How to organize a search among a million or more images?

Rinat Bakiev2016-12-15 12:34:48

PostgreSQL

Rinat Bakiev, 2016-12-15 12:34:48

There is a task of searching for similar images in the database. The solution was made on neurons (keras), we pull out features from the pictures using the vvg16 grid (layer 4096). Works acceptable on small volumes, we use cosine distance.
The problem is that the database is very large... about 1 million pictures and this is not the limit. Vectors per 100,000 weigh about 5-7 GB. Accordingly, for 1 million pictures of vectors for 50-70GB. The search is slow and the database does not fit in RAM, and from the disk it takes a very long time. Moreover, the database will be replenished, changed and storing it in the form of a single hd5 file is not convenient.
As long as you go this way. We drive all the vectors into the database (for example, mariadb, we want PostgreSQL). Then the vectors are loaded in batches and hashed by the solution ( https://github.com/pixelogik/NearPy). The memory remains, as it were, the hashes to the database and the IDs of the pictures. The search is fast, weighs little, but not accurate (not cosines are compared, but similar ones are found by a sensitive hash)
Maybe someone else knows other solutions?

Answer the question

In order to leave comments, you need to log in

9 answer(s)

Alexander Pozharsky, 2016-12-16
@alex4321

Judging by : https://www.cs.toronto.edu/~frossard/post/vgg16/vg...
I would do the following :
Store :
- image (maybe smaller copies)
- 4096-component vector
- output vector (which of 1000 components)
It would be possible to reduce the dimension with another layer, but this will already require additional training of the network.
Then:
- first we extract vectors from the image (per 1000/4096 components)
- we calculate the cosine distance by the smaller vector.
- we discard options whose cosine distance is greater than a certain limit
- we calculate the distance along a larger vector
- we discard options with a large distance
- among the rest - we compare images (possibly - reduced copies)
In theory, discarding those images that have a very different classification result should reduce the number of calculations. But for good, you need to either experiment, or count.
ps and of course - get ready to parallelize the task :-)

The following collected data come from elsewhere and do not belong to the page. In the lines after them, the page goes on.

Issue #11024, opened 2015-10-16
[BUG] Phalcon 2.1.b: Libmemcached::queryKeys($keyPrefix) - "$keyPrefix" is ignored, all keys are returned.


temuri416:
Hi,

The code:

``` php
class Memc extends Phalcon\Cache\Backend\Libmemcached
{
    function getConn() {
        return $this->_memcache;
    }
}

 $frontCache = new \Phalcon\Cache\Frontend\Data(array(
    "lifetime" => 172800
 ));
 $cache = new Memc($frontCache, array(
     "servers" => array(
         array('host' => 'localhost',
               'port' => 11211,
               'weight' => 1),
     ),
     'statsKey' => '_PHCM',
));

$cache->save('prefix1-myKey', ['a', 'b']);
$cache->save('prefix2-myKey', ['x', 'z']);
$prefix1Keys = $cache->queryKeys('prefix1');
$_PHCM = $cache->getConn()->get('_PHCM');
```

I expect `$prefix1Keys` to only contain **prefix1-myKey**, however it also includes **prefix2-myKey**.

**$_PHCM** correctly lists both keys as array keys and TTL as values.

Zephir source of **queryKeys()** is dead simple and my **$_PHCM** is equivalent of **keys** below:

``` php
let keys = memcache->get(specialKey);
if typeof keys == "array" {
    let keys = array_keys(keys);
    for key in keys {
        if prefix && !starts_with(key, prefix) {
            unset keys[key];
        }
    }
}
```

No idea what may be failing there...

Thanks!

temuri416:
@andresgutierrez 

I think there's an obvious bug in ZEP code around here:

https://github.com/phalcon/cphalcon/blob/2.1.x/phalcon/cache/backend/libmemcached.zep#L347

Once we flipped contents of ```$_PHCM``` array, cache keys are values of ```keys``` array. So, the ```for key in keys``` yields cached key. Thus, ```unset keys[key];``` is wrong.

So, the ZEP code should be changed to:

```zep
let keys = memcache->get(specialKey);
if typeof keys == "array" {
    let keys = array_keys(keys);
    for key, idx in keys {
        if prefix && !starts_with(key, prefix) {
            unset keys[idx];
        }
    }
}
```

If you confirm it, I'll create a pull request.

Thanks!

temuri416:
@sergeyklay any chance you fix this? thanks!

sergeyklay:
I'll try to sort out

[...]

PR #11028, opened 2015-10-17
2.0.x. Fix for queryKeys() ignoring prefix.

temuri416:
Issue #11024


andresgutierrez:
@patrick-zippenfenig Can you check please?

patrick-zippenfenig:
@andresgutierrez Sorry for the late reply (traveling in asia). Yes, this is an obvious error and the solution looks good. 

@temuri416 Could you check the implementation of all cache adapters? There are some inconsistencies.

sergeyklay:
@temuri416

Roman Mirilaczvili, 2016-12-17
@2ord

To compare images I use a perceptual hash using libphash0 library binding and Hamming distance (mysql: bit_count(), postgresql: hamming_distance ). Each hash is a 64-bit number. It seems to take very little.
Links:
https://habrahabr.ru/search/?q=%5Bphash%5D&target_...
https://habrahabr.ru/post/211773/
You can detect duplicates like this:

select s1.name, s2.name from images s1
inner join
(
    select t2.name, t2.phash as dup_phash, hamming_distance((t1.phash), (t2.phash)) as dist from images t1
    inner join images t2 on dist between 1 and 8
    group by dist
    having count(*) > 1
) s2 on dist between 0 and 8

Index by images.phash .

Yuri, 2016-12-15
@riky

take N servers and do sharding, the main thing is that there is enough memory for each.
Moreover, as far as I understand, each vector needs to be checked separately (indices do not roll) the complexity is O (1), all the more so as the number of images in one database increases, the time only for searching will increase, not counting the download from disk. when sharding, the time will not increase, since the search will be parallel.

Sergey, 2016-12-15
@begemot_sun

https://ru.wikipedia.org/wiki/Locality-sensitive_h... -- an idea might help.

ThunderCat, 2016-12-16
@ThunderCat

As an option - make copies of the image in a small resolution, and compare them using them. For example, we take pictures with a width of 50 pixels, and compare them already.

Roman Mindlin, 2016-12-16
@kgbplus

Reduce at least a little the space of signs and you will fit everything in memory. In this case, I think you will not lose almost any dispersion.

pfg21, 2016-12-16
@pfg21

Put the server with 64-94 GB of memory?? it will be a serious investment, but in the future it will pay off with speed, etc.
Option 2: take such a server in the cloud: the start-up costs are less, at least you can drive for a couple of months and clarify your needs and already think about a local piece of iron.

Artemy, 2016-12-15
@MetaAbstract

Probably you will be helped by distributed storage and parallel processing of data

potapm, 2017-03-28
@potapm

As far as I understand, the entire network is simply run through and then the penultimate layer for each image is stored. The size of the penultimate layer can be set to any size, depending on the required accuracy.